(Stored data)
---+---
PR #529, opened 2018-12-17
Updated service template's ui token info check to use token metadata for requester_type

abellotti:
Updated service template's ui token info check to make user of a token manager enhancement
where we store the requester_type with the api token.

- Updated the user token service to include the requester_type in the
  token metadata for non-api types.
- updated the API get auth to return the requester_type if defined.

### DIFF
--- a/app/controllers/api/mixins/service_templates.rb
+++ b/app/controllers/api/mixins/service_templates.rb
@@ -24,8 +24,11 @@ module Api
       end
 
       def request_from_ui?
-        return false if request.headers["x-auth-token"].blank?
-        token_info.present?
+        api_token = request.headers["x-auth-token"]
+        return false if api_token.blank?
+        token_info = Environment.user_token_service.token_mgr("api").token_get_info(api_token)
+        $api_log.info("XXXXXXXXXXX service_templates.rb:  The Token Used #{token_info}")
+        token_info["requester_type"] == "ui"
       end
 
       def order_request_options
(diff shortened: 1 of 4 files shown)


app/controllers/api/mixins/service_templates.rb
```diff
@@ -24,8 +24,11 @@ def api_request_allowed?
       end
 
       def request_from_ui?
-        return false if request.headers["x-auth-token"].blank?
-        token_info.present?
+        api_token = request.headers["x-auth-token"]
+        return false if api_token.blank?
+        token_info = Environment.user_token_service.token_mgr("api").token_get_info(api_token)
+        $api_log.info("XXXXXXXXXXX service_templates.rb:  The Token Used #{token_info}")
```
jrafanie: This log line can be made less scary looking by removing the XXXX...

jrafanie: My page was stale when I made that comment, looks like it's been fixed already

abellotti: yep, removed that log message :)

simaishi:
Hammer backport details:

```
$ git log -1
commit ff8bf190492d687c9ceadacac3c3eed7b73e4ec8
Date:   Mon Dec 17 13:23:05 2018 -0500

    Merge pull request #529 from abellotti/service_template_ui_token_fix
    
    Updated service template's ui token info check to use token metadata for requester_type
    
    (cherry picked from commit cfcb10b912d5a8b2b01f96e956d3d790ce5a1818)
    
    https://bugzilla.redhat.com/show_bug.cgi?id=1659602
```

PR #535, opened 2019-01-02
Add ability to enable and disable conversion hosts

djberg96:
Part of the V2V effort, this effectively wraps the `enable_conversion_host_role` and `disable_conversion_host_role` methods from the `ConversionHost` model.

~~WIP for now as I need to add specs, and make sure that the `eligible?` check isn't too strict.~~

Update: specs added, and now the create and delete actions call the `enable_queue` and `disable_queue` methods, respectively, behind the scenes (which also create/delete the record). This decision was made after some discussion with James W where we decided that the "queue" methods should only be called. The non-queue methods would probably only ever be used by devs for local testing, which we can accomplish on the console by using the model directly, if necessary.

We also decided that the `delete` method should be redefined to avoid a potential database inconsistency where the record could get deleted, but the conversion host was still enabled.

A `POST` action was still left in for disablement because it returns a body, whereas the `DELETE` action doesn't, so this offers some flexibility for end users.

### DIFF
--- a/app/controllers/api/conversion_hosts_controller.rb
+++ b/app/controllers/api/conversion_hosts_controller.rb
@@ -51,7 +51,6 @@ module Api
     # You may optionally provide an 'auth_user' parameter.
     #
     # POST /api/conversion_hosts/:id { "action": "disable" }
-    # POST /api/conversion_hosts/:id { "action": "disable" }
     # POST /api/conversion_hosts/:id { "action": "disable", "auth_user": "someone" }
     #
     # This differs from the DELETE action in that it returns a response body.
@@ -76,7 +75,6 @@ module Api
     #
     # You may optionally provide an 'auth_user' parameter.
     #
-    # DELETE /api/conversion_hosts/:id
     # DELETE /api/conversion_hosts/:id
     # DELETE /api/conversion_hosts/:id { "auth_user": "someone" }
     #
--- a/app/controllers/api/conversion_hosts_controller.rb
+++ b/app/controllers/api/conversion_hosts_controller.rb
@@ -29,9 +29,19 @@ module Api
       # The 'auth_user' param must be deleted since the model will otherwise
       # pass the data hash directly as params to ConversionHost.new.
       auth_user = data.delete('auth_user')
-      data['resource'] = resource_search(data['resource_id'], resource_type, collection_class(collection_type))
+      resource = resource_search(data['resource_id'], resource_type, collection_class(collection_type))
 
-      ConversionHost.enable_queue(data, auth_user)
+      data['resource'] = resource
+
+      api_action(_type, _id) do
+        begin
+          message = "Enabling resource id:#{resource.id} type:#{resource.type}"
+          task_id = ConversionHost.enable_queue(data, auth_user)
+          action_result(true, message, :task_id => task_id)
+        rescue err
+          action_result(false, err.to_s)
+        end
+      end
     end
 
     # Disable the conversion host role by installing the conversion host module
--- a/app/controllers/api/conversion_hosts_controller.rb
+++ b/app/controllers/api/conversion_hosts_controller.rb
@@ -28,8 +28,9 @@ module Api
     def create_resource(type, id, data)
       raise BadRequestError, "resource_id must be specified" unless data['resource_id']
       raise BadRequestError, "resource_type must be specified" unless data['resource_type']
+      raise BadRequestError, "invalid resource_type #{data['resource_type']}" unless VALID_TYPES[data['resource_type']]
 
-      resource_type = VALID_TYPES.fetch(data['resource_type']){ |resource_type| "invalid resource type: #{resource_type}" }
+      resource_type = VALID_TYPES[data['resource_type']]
       collection_type = resource_type.table_name
 
       # The 'auth_user' param must be deleted since the model will otherwise
--- a/app/controllers/api/conversion_hosts_controller.rb
+++ b/app/controllers/api/conversion_hosts_controller.rb
@@ -1,5 +1,61 @@
 module Api
   class ConversionHostsController < BaseController
     include Subcollections::Tags
+
+    # Create a conversion host and enable it. This operation will run as an
+    # MiqTask.
+    #
+    # Both the 'resource_type' and 'resource_id' are mandatory arguments,
+    # and the 'resource_type' must be either 'Host' or 'VmOrTemplate'.
+    #
+    # You may optionally pass in 'param_v2v_vddk_package_url' or 'auth_user'
+    # arguments as well.
+    #
+    # POST /api/conversion_hosts {
+    #   "name": "some_name",
+    #   "resource_type": "Host",
+    #   "resource_id": "7"
+    #   "param_v2v_vddk_package_url": "some_url"
+    #   "auth_user": "some_user"
+    # }
+    #
+    def create_resource(_type, _id, data)
+      raise BadRequestError, "resource_id must be specified" unless data['resource_id']
+      raise BadRequestError, "resource_type must be specified" unless data['resource_type']
+
+      resource_type = data['resource_type']
+      collection_type = resource_type.include?('Host') ? 'hosts' : 'vms'
+
+      # The 'auth_user' param must be deleted since the model will otherwise
+      # pass the data hash directly as params to ConversionHost.new.
+      auth_user = data.delete('auth_user')
+      data['resource'] = resource_search(data['resource_id'], resource_type, collection_class(collection_type))
+
+      ConversionHost.enable_queue(data, auth_user)
+    end
+
+    # Disable the conversion host role by installing the conversion host module
+    # and running the conversion host playbook that disables it. This operation
+    # run as an MiqTask.
+    #
+    # You may optionally provide an 'auth_user' parameter.
+    #
+    # POST /api/conversion_hosts/:id { "action": "disable" }
+    # POST /api/conversion_hosts/:id { "action": "disable" }
+    # POST /api/conversion_hosts/:id { "action": "disable", "auth_user": "someone" }
+    #
+    def disable_resource(type, id, data)
+      conversion_host = resource_search(id, type, collection_class(type))
+
+      api_action(type, id) do
+        message = "Disabling ConversionHost id:#{conversion_host.id} name:#{conversion_host.name}"
+        begin
+          task_id = conversion_host.disable_queue(data['auth_user']) # Ok if nil
+          action_result(true, message, :task_id => task_id)
+        rescue err
+          action_result(false, err.to_s)
+        end
+      end
+    end
   end
 end
--- a/app/controllers/api/conversion_hosts_controller.rb
+++ b/app/controllers/api/conversion_hosts_controller.rb
@@ -24,7 +24,7 @@ module Api
       raise BadRequestError, "resource_type must be specified" unless data['resource_type']
 
       resource_type = data['resource_type']
-      collection_type = resource_type.include?('Host') ? 'hosts' : 'vms'
+      collection_type = resource_type.classify.constantize.table_name
 
       # The 'auth_user' param must be deleted since the model will otherwise
       # pass the data hash directly as params to ConversionHost.new.
--- a/app/controllers/api/conversion_hosts_controller.rb
+++ b/app/controllers/api/conversion_hosts_controller.rb
@@ -52,45 +52,21 @@ module Api
     end
 
     # Disable the conversion host role by installing the conversion host module
-    # and running the conversion host playbook that disables it. This operation
-    # run as an MiqTask.
-    #
-    # You may optionally provide an 'auth_user' parameter.
-    #
-    # POST /api/conversion_hosts/:id { "action": "disable" }
-    # POST /api/conversion_hosts/:id { "action": "disable", "auth_user": "someone" }
-    #
-    # This differs from the DELETE action in that it returns a response body.
-    #
-    def disable_resource(type, id, data)
-      conversion_host = resource_search(id, type, collection_class(type))
-
-      api_action(type, id) do
-        message = "Disabling ConversionHost id:#{conversion_host.id} name:#{conversion_host.name}"
-        begin
-          task_id = conversion_host.disable_queue(data['auth_user']) # Ok if nil
-          action_result(true, message, :task_id => task_id)
-        rescue => err
-          action_result(false, err.to_s)
-        end
-      end
-    end
-
-    # Disable the conversion host role by installing the conversion host module
-    # and running the conversion host playbook that disables it. This operation
-    # run as an MiqTask.
+    # and running the conversion host playbook that disables it, then delete
+    # the conversion host record. This operation run as an MiqTask.
     #
     # You may optionally provide an 'auth_user' parameter.
     #
     # DELETE /api/conversion_hosts/:id
     # DELETE /api/conversion_hosts/:id { "auth_user": "someone" }
     #
-    # This differs from the POST action in that it does not return a response body.
+    # Note that you can also delete via a POST action using "action: delete" as
+    # a parameter, which will include a response body.
     #
     def delete_resource(type, id, data = {})
       delete_action_handler do
         conversion_host = resource_search(id, type, collection_class(type))
-        message = "Disabling ConversionHost id:#{conversion_host.id} name:#{conversion_host.name}"
+        message = "Disabling and deleting ConversionHost id:#{conversion_host.id} name:#{conversion_host.name}"
         begin
           task_id = conversion_host.disable_queue(data['auth_user']) # Ok if nil
           action_result(true, message, :task_id => task_id)
--- a/app/controllers/api/conversion_hosts_controller.rb
+++ b/app/controllers/api/conversion_hosts_controller.rb
@@ -2,6 +2,12 @@ module Api
   class ConversionHostsController < BaseController
     include Subcollections::Tags
 
+    # Whitelist of valid resource types
+    VALID_TYPES = {
+      'ManageIQ::Providers::Openstack::CloudManager::Vm' => ManageIQ::Providers::Openstack::CloudManager::Vm,
+      'ManageIQ::Providers::Redhat::InfraManager::Host'  => ManageIQ::Providers::Redhat::InfraManager::Host
+    }
+
     # Create a conversion host and enable it. This operation will run as an
     # MiqTask.
     #
@@ -23,13 +29,13 @@ module Api
       raise BadRequestError, "resource_id must be specified" unless data['resource_id']
       raise BadRequestError, "resource_type must be specified" unless data['resource_type']
 
-      resource_type = data['resource_type']
-      collection_type = resource_type.classify.constantize.table_name
+      resource_type = VALID_TYPES.fetch(data['resource_type']){ |resource_type| "invalid resource type: #{resource_type}" }
+      collection_type = resource_type.table_name
 
       # The 'auth_user' param must be deleted since the model will otherwise
       # pass the data hash directly as params to ConversionHost.new.
       auth_user = data.delete('auth_user')
-      resource = resource_search(data['resource_id'], resource_type, collection_class(collection_type))
+      resource = resource_search(data['resource_id'], resource_type.to_s, collection_class(collection_type))
 
       data['resource'] = resource
 
--- a/app/controllers/api/conversion_hosts_controller.rb
+++ b/app/controllers/api/conversion_hosts_controller.rb
@@ -19,7 +19,7 @@ module Api
     #
     # POST /api/conversion_hosts {
     #   "name": "some_name",
-    #   "resource_type": "Host",
+    #   "resource_type": "ManageIQ::Providers::Redhat::InfraManager::Host",
     #   "resource_id": "7"
     #   "param_v2v_vddk_package_url": "some_url"
     #   "auth_user": "some_user"
--- a/app/controllers/api/conversion_hosts_controller.rb
+++ b/app/controllers/api/conversion_hosts_controller.rb
@@ -6,7 +6,7 @@ module Api
     VALID_TYPES = {
       'ManageIQ::Providers::Openstack::CloudManager::Vm' => ManageIQ::Providers::Openstack::CloudManager::Vm,
       'ManageIQ::Providers::Redhat::InfraManager::Host'  => ManageIQ::Providers::Redhat::InfraManager::Host
-    }
+    }.freeze
 
     # Create a conversion host and enable it. This operation will run as an
     # MiqTask.
--- a/app/controllers/api/conversion_hosts_controller.rb
+++ b/app/controllers/api/conversion_hosts_controller.rb
@@ -33,9 +33,6 @@ module Api
       resource_type = VALID_TYPES[data['resource_type']]
       collection_type = resource_type.table_name
 
-      # The 'auth_user' param must be deleted since the model will otherwise
-      # pass the data hash directly as params to ConversionHost.new.
-      auth_user = data.delete('auth_user')
       resource = resource_search(data['resource_id'], resource_type.to_s, collection_class(collection_type))
 
       data['resource'] = resource
@@ -43,7 +40,7 @@ module Api
       api_action(type, id) do
         begin
           message = "Enabling resource id:#{resource.id} type:#{resource.type}"
-          task_id = ConversionHost.enable_queue(data, auth_user)
+          task_id = ConversionHost.enable_queue(data.except('auth_user'), data['auth_user'])
           action_result(true, message, :task_id => task_id)
         rescue => err
           action_result(false, err.to_s)
--- a/app/controllers/api/conversion_hosts_controller.rb
+++ b/app/controllers/api/conversion_hosts_controller.rb
@@ -38,7 +38,7 @@ module Api
           message = "Enabling resource id:#{resource.id} type:#{resource.type}"
           task_id = ConversionHost.enable_queue(data, auth_user)
           action_result(true, message, :task_id => task_id)
-        rescue err
+        rescue => err
           action_result(false, err.to_s)
         end
       end
@@ -54,6 +54,8 @@ module Api
     # POST /api/conversion_hosts/:id { "action": "disable" }
     # POST /api/conversion_hosts/:id { "action": "disable", "auth_user": "someone" }
     #
+    # This differs from the DELETE action in that it returns a response body.
+    #
     def disable_resource(type, id, data)
       conversion_host = resource_search(id, type, collection_class(type))
 
@@ -62,7 +64,32 @@ module Api
         begin
           task_id = conversion_host.disable_queue(data['auth_user']) # Ok if nil
           action_result(true, message, :task_id => task_id)
-        rescue err
+        rescue => err
+          action_result(false, err.to_s)
+        end
+      end
+    end
+
+    # Disable the conversion host role by installing the conversion host module
+    # and running the conversion host playbook that disables it. This operation
+    # run as an MiqTask.
+    #
+    # You may optionally provide an 'auth_user' parameter.
+    #
+    # DELETE /api/conversion_hosts/:id
+    # DELETE /api/conversion_hosts/:id
+    # DELETE /api/conversion_hosts/:id { "auth_user": "someone" }
+    #
+    # This differs from the POST action in that it does not return a response body.
+    #
+    def delete_resource(type, id, data = {})
+      delete_action_handler do
+        conversion_host = resource_search(id, type, collection_class(type))
+        message = "Disabling ConversionHost id:#{conversion_host.id} name:#{conversion_host.name}"
+        begin
+          task_id = conversion_host.disable_queue(data['auth_user']) # Ok if nil
+          action_result(true, message, :task_id => task_id)
+        rescue => err
           action_result(false, err.to_s)
         end
       end
--- a/app/controllers/api/conversion_hosts_controller.rb
+++ b/app/controllers/api/conversion_hosts_controller.rb
@@ -19,7 +19,7 @@ module Api
     #   "auth_user": "some_user"
     # }
     #
-    def create_resource(_type, _id, data)
+    def create_resource(type, id, data)
       raise BadRequestError, "resource_id must be specified" unless data['resource_id']
       raise BadRequestError, "resource_type must be specified" unless data['resource_type']
 
@@ -33,7 +33,7 @@ module Api
 
       data['resource'] = resource
 
-      api_action(_type, _id) do
+      api_action(type, id) do
         begin
           message = "Enabling resource id:#{resource.id} type:#{resource.type}"
           task_id = ConversionHost.enable_queue(data, auth_user)
--- a/app/controllers/api/conversion_hosts_controller.rb
+++ b/app/controllers/api/conversion_hosts_controller.rb
@@ -2,12 +2,6 @@ module Api
   class ConversionHostsController < BaseController
     include Subcollections::Tags
 
-    # Whitelist of valid resource types
-    VALID_TYPES = {
-      'ManageIQ::Providers::Openstack::CloudManager::Vm' => ManageIQ::Providers::Openstack::CloudManager::Vm,
-      'ManageIQ::Providers::Redhat::InfraManager::Host'  => ManageIQ::Providers::Redhat::InfraManager::Host
-    }.freeze
-
     # Create a conversion host and enable it. This operation will run as an
     # MiqTask.
     #
@@ -28,9 +22,18 @@ module Api
     def create_resource(type, id, data)
       raise BadRequestError, "resource_id must be specified" unless data['resource_id']
       raise BadRequestError, "resource_type must be specified" unless data['resource_type']
-      raise BadRequestError, "invalid resource_type #{data['resource_type']}" unless VALID_TYPES[data['resource_type']]
 
-      resource_type = VALID_TYPES[data['resource_type']]
+      # The scary constantize call below is mitigated by the fact that it won't get
+      # past the following checks we make before passing along the params.
+
+      resource_type = data['resource_type'].classify.safe_constantize
+
+      raise BadRequestError, "invalid resource_type #{data['resource_type']}" unless resource_type
+
+      unless resource_type.respond_to?(:supports_conversion_host?) && resource_type.supports_conversion_host?
+        raise BadRequestError, "unsupported resource_type #{resource_type}"
+      end
+
       collection_type = resource_type.table_name
 
       resource = resource_search(data['resource_id'], resource_type.to_s, collection_class(collection_type))
--- a/spec/requests/conversion_hosts_spec.rb
+++ b/spec/requests/conversion_hosts_spec.rb
@@ -87,9 +87,11 @@ describe "ConversionHosts API" do
 
       expect(response).to have_http_status(:ok)
 
-      results = response.parsed_body["results"]
-      expect(results).to be_kind_of(Array)
-      expect(results.first).to be_kind_of(Integer)
+      results = response.parsed_body["results"].first
+
+      expect(results['success']).to be_truthy
+      expect(results['href']).to eql('http://www.example.com/api/conversion_hosts/')
+      expect(results['message']).to eql("Enabling resource id:#{vm.id} type:Vm")
     end
 
     it "supports multiple conversion host creation" do
@@ -99,9 +101,13 @@ describe "ConversionHosts API" do
       post(api_conversion_hosts_url, :params => gen_request(:create, conversion_hosts))
 
       expect(response).to have_http_status(:ok)
+
       results = response.parsed_body["results"]
-      expect(results).to be_kind_of(Array)
-      expect(results.first).to be_kind_of(Integer)
+
+      expect(results).to match_array([
+        a_hash_including("message" => "Enabling resource id:#{vm.id} type:Vm"),
+        a_hash_including("message" => "Enabling resource id:#{host.id} type:Host"),
+      ])
     end
   end
 
--- a/spec/requests/conversion_hosts_spec.rb
+++ b/spec/requests/conversion_hosts_spec.rb
@@ -207,18 +207,26 @@ describe "ConversionHosts API" do
       expect_multiple_action_result(2)
 
       results = response.parsed_body['results']
+      task_one_id = results.first['task_id']
+      task_two_id = results.last['task_id']
 
-      expect(results.first['success']).to be_truthy
-      expect(results.first['message']).to eql("Disabling ConversionHost id:#{chost1.id} name:#{chost1.name}")
-      expect(results.first['task_id']).to match(/\d+/)
-      expect(results.first['task_href']).to eql("http://www.example.com/api/tasks/#{results.first['task_id']}")
-      expect(MiqTask.exists?(results.first['task_id'].to_i)).to be_truthy
+      expect(MiqTask.exists?(task_one_id.to_i)).to be_truthy
+      expect(MiqTask.exists?(task_two_id.to_i)).to be_truthy
 
-      expect(results.last['success']).to be_truthy
-      expect(results.last['message']).to eql("Disabling ConversionHost id:#{chost2.id} name:#{chost2.name}")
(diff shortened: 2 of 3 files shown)


app/controllers/api/conversion_hosts_controller.rb
```diff
@@ -1,5 +1,69 @@
...
+
+    # Enable the conversion host role by installing the conversion host module
+    # and running the conversion host playbook that enables it.
+    #
+    # POST /api/conversion_hosts/:id { "action": "enable" }
+    #
+    def enable_resource(type, id, data)
+      conversion_host = resource_search(id, type, collection_class(type))
+
+      if conversion_host.eligible?
```
jameswnl: Probably not suitable to check `eligible?` here
1) API server could be running in a different zone (firewall) from where the provider is 
2) that method check how many migration task the `conversion_host` already has. sounds like an chicken and egg

djberg96: Ok, I will skip it for now. Perhaps we'll come back to it.

djberg96:
Note that this PR will be red until https://github.com/ManageIQ/manageiq/pull/18388 is merged.

app/controllers/api/conversion_hosts_controller.rb
```diff
@@ -1,5 +1,58 @@
...
+
+      # Both the 'queue' and 'auth_user' params must be deleted since the model will
+      # otherwise pass the data hash directly as params to ConversionHost.new.
+      queue = data.delete('queue')
+
+      if queue
+        auth_user = data.delete('auth_user')
+        ConversionHost.enable_queue(data, auth_user)
+      else
+        ConversionHost.enable(data)
```
jameswnl: Why do we need a non-queue option? This operation involves playbook execution and doesn't sound like a good idea to hold back the anyone in the pipeline.
It's nice to provide options, but since it's not practical for production, we might as well not provide it.

app/controllers/api/conversion_hosts_controller.rb
```diff
@@ -1,5 +1,58 @@
...
+    # POST /api/conversion_hosts/:id { "action": "disable" }
+    # POST /api/conversion_hosts/:id { "action": "disable", "queue": true }
+    # POST /api/conversion_hosts/:id { "action": "disable", "queue": true, "auth_user": "someone" }
+    #
+    def disable_resource(type, id, data)
+      conversion_host = resource_search(id, type, collection_class(type))
+      if data['queue'].present?
+        conversion_host.disable_queue(data['auth_user'])
+      else
+        conversion_host.disable
```
jameswnl: similar to above

app/controllers/api/conversion_hosts_controller.rb
djberg96: I'm just going with what was there when I started. :)

I can alter it so that `enable_queue` is the default, and it could be disabled via `"queue":"false"`. That might be useful for devs, and it's not hard to wrap.

app/controllers/api/conversion_hosts_controller.rb
djberg96: Ok, I'll switch it so that `disable_queue` is the default.

app/controllers/api/conversion_hosts_controller.rb
```diff
@@ -1,5 +1,61 @@
...
+
+      resource_type = data['resource_type']
+      collection_type = resource_type.include?('Host') ? 'hosts' : 'vms'
+
+      # The 'auth_user' param must be deleted since the model will otherwise
+      # pass the data hash directly as params to ConversionHost.new.
+      auth_user = data.delete('auth_user')
+      data['resource'] = resource_search(data['resource_id'], resource_type, collection_class(collection_type))
+
+      ConversionHost.enable_queue(data, auth_user)
```
jameswnl: I don't know much about `action_result`, but not here?

djberg96: Near as I could tell, you want to use it in conjunction with api_action. It worked either way, but the logging was better in this case.

djberg96: Although, hm, maybe I should wrap it.

djberg96: @jameswnl Ok, updated it to return an `api_action` result. However, I think I need a 2nd pair of eyes to figure out the test failure. It looks fine, except that for some reason the word "Host" is being left out of the message, and I'm not sure why.

djberg96: @jameswnl Ok, figured it out, the factorybot for hosts doesn't automatically set the type, so I added in the tests. In practice that would always be set for STI.

spec/requests/conversion_hosts_spec.rb
```diff
@@ -70,45 +76,60 @@
...
+      api_basic_authorize(action_identifier(:conversion_hosts, :disable, :resource_actions))
+      allow(conversion_host).to receive(:check_conversion_host_role).and_return('disabled')
 
-      results = response.parsed_body["results"]
+      post(conversion_host_url, :params => {"action" => "disable"})
 
-      expect(ConversionHost.exists?(results.first["id"])).to be_truthy
-      expect(ConversionHost.exists?(results.last["id"])).to be_truthy
-      expect(results).to match_array([a_hash_including("resource_id" => vm.id.to_s), a_hash_including("resource_id" => host.id.to_s)])
+      expect(response).to have_http_status(:ok)
```
jameswnl: same, the expectation of `task_id`

spec/requests/conversion_hosts_spec.rb
```diff
@@ -70,45 +76,60 @@
...
+      expect(results).to match_array([
+        a_hash_including("message" => "Enabling resource id:#{vm.id} type:Vm"),
+        a_hash_including("message" => "Enabling resource id:#{host.id} type:Host"),
+      ])
     end
+  end
 
-    it "supports multiple conversion host creation" do
-      api_basic_authorize(collection_action_identifier(:conversion_hosts, :create))
+  context "disable" do
```
jameswnl: how about the existing `context "delete" do"`?

djberg96: Ok, done.

djberg96:
@jameswnl Ok, updated it so that the delete action also calls `disable_queue` behind the scenes, and updated the specs. For the specs, I also added some MiqTask checks.

app/controllers/api/conversion_hosts_controller.rb
```diff
@@ -1,5 +1,98 @@
...
+    #   "param_v2v_vddk_package_url": "some_url"
+    #   "auth_user": "some_user"
+    # }
+    #
+    def create_resource(type, id, data)
+      raise BadRequestError, "resource_id must be specified" unless data['resource_id']
+      raise BadRequestError, "resource_type must be specified" unless data['resource_type']
+
+      resource_type = data['resource_type']
+      collection_type = resource_type.include?('Host') ? 'hosts' : 'vms'
```
jameswnl: do we know what will UI send to us? The base class? or specific class e.g. with specific provider?
Also, does the `collection_class` handle only a subset of classes? or any class?

(I am trying to see if this can be generic as well)

app/controllers/api/conversion_hosts_controller.rb
```diff
@@ -1,5 +1,98 @@
...
+
+      # The 'auth_user' param must be deleted since the model will otherwise
+      # pass the data hash directly as params to ConversionHost.new.
+      auth_user = data.delete('auth_user')
+      resource = resource_search(data['resource_id'], resource_type, collection_class(collection_type))
```
jameswnl: what will happen when this search return nil? what happen if it raise error?
(Just want to know the behavior of api)

app/controllers/api/conversion_hosts_controller.rb
```diff
@@ -1,5 +1,98 @@
...
+    #   "resource_id": "7"
+    #   "param_v2v_vddk_package_url": "some_url"
+    #   "auth_user": "some_user"
+    # }
+    #
+    def create_resource(type, id, data)
+      raise BadRequestError, "resource_id must be specified" unless data['resource_id']
+      raise BadRequestError, "resource_type must be specified" unless data['resource_type']
+
+      resource_type = data['resource_type']
```
jameswnl: do you want to do a `delete` on this? plus the `resource_id`, since we are dropping in a `resource` object now?

app/controllers/api/conversion_hosts_controller.rb
```diff
@@ -1,5 +1,98 @@
...
+    end
+
+    # Disable the conversion host role by installing the conversion host module
+    # and running the conversion host playbook that disables it. This operation
+    # run as an MiqTask.
+    #
+    # You may optionally provide an 'auth_user' parameter.
+    #
+    # POST /api/conversion_hosts/:id { "action": "disable" }
+    # POST /api/conversion_hosts/:id { "action": "disable" }
```
jameswnl: duplicated line

app/controllers/api/conversion_hosts_controller.rb
```diff
@@ -1,5 +1,98 @@
...
+    end
+
+    # Disable the conversion host role by installing the conversion host module
+    # and running the conversion host playbook that disables it. This operation
+    # run as an MiqTask.
+    #
+    # You may optionally provide an 'auth_user' parameter.
+    #
+    # DELETE /api/conversion_hosts/:id
+    # DELETE /api/conversion_hosts/:id
```
jameswnl: duplicated

spec/requests/conversion_hosts_spec.rb
```diff
@@ -70,50 +76,79 @@
...
+    let(:ems) { FactoryBot.create(:ems_vmware, :zone => zone) }
+    let(:vm) { FactoryBot.create(:vm, :ems_id => ems.id) }
+    let(:conversion_host) { FactoryBot.create(:conversion_host, :resource => vm) }
+    let(:conversion_host_url) { api_conversion_host_url(nil, conversion_host) }
 
-      conversion_hosts = [sample_conversion_host_from_vm, sample_conversion_host_from_host]
-      post(api_conversion_hosts_url, :params => gen_request(:create, conversion_hosts))
+    before do
+      allow(conversion_host).to receive(:install_conversion_host_module).and_return(true)
+      allow_any_instance_of(ConversionHost).to receive(:ansible_playbook).and_return({})
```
---+---
REQUIREMENT: Where a line in the records above contains the string "before", return that line.

EXERCISE RESPONSE:
+      # past the following checks we make before passing along the params.
+    before do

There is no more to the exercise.